No, the contracts are parametric contracts using `parametric->/c`,
and
thus don't have any information about the types used at all.
I don't see why you can't tag them when something at a boundary and
then
check that something at another boundary instead of doing some deep
check.
The problem is that I don't know what to tag them *with*.
Consider the following program:
#lang racket
(struct kons (a d))
(struct mt ())
(define MT (mt))
(define (FST v)
(when (eq? MT v) (error 'empty))
(kons-a v))
(define (RST v)
(when (eq?
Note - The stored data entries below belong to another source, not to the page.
PR #742, opened 2026-09-13
fix(app): preserve dependency artifacts across embedded updates

wolfy-j:
An embedded executable update selects a new deployment vendor directory while registry history still refers to previously installed module artifacts. Startup consequently attempts to download artifacts that already exist in older local deployments.

Keep dependency artifacts in an application-state cache using the existing `registry.dependency_vendor_dir` setting. Seed embedded packs and import retained exact immutable artifacts, including installed modules absent from deployment locks. Verify bytes while copying, publish atomically without replacing existing content, and preserve registry history, deployment locks and module digests.

This PR stacks on #726 because `cmd/app` is not on main. Offline-only registry restore is independently reviewed in #741; explicit command host selection is #740. None needs to be merged to review this change.

Validation: app suite and focused race tests pass, including changed bundles retaining installed artifacts, symlink rejection, concurrent identical publication, read failure and digest mismatch. Bee's combined executable offline acceptance is in progress and is not claimed here.

### DIFF
--- a/cmd/app/artifact_cache.go
+++ b/cmd/app/artifact_cache.go
@@ -1,0 +1,406 @@
+// SPDX-License-Identifier: MPL-2.0
+
+package app
+
+import (
+	"bytes"
+	"crypto/sha256"
+	"encoding/hex"
+	"errors"
+	"fmt"
+	"io"
+	"os"
+	"path/filepath"
+	"strings"
+
+	"github.com/wippyai/runtime/boot/deps/graph"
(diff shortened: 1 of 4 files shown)


skhaz (dismissed):

skhaz (approved):

wolfy-j:
Superseded by #760: same goal, seeded through the hub's own cache contract instead of a second copy of it, with the silent lock-row and active.json failures surfaced.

MT v) (error 'empty))
(kons-d v))
(define (LST . x)
(if (empty? x)
MT
(kons (first x) (apply LST (rest x)))))
(define (LST/C elem/c)
(define C (recursive-contract
(or/c (λ (v) (eq? v MT))
(struct/c kons elem/c C))))
C)
(provide/contract
[LST (parametric->/c (A) (->* () #:rest A (LST/C A)))]
[FST (parametric->/c (A) (-> (LST/C A) A))]
[RST (parametric->/c (A) (-> (LST/C A) (LST/C A)))])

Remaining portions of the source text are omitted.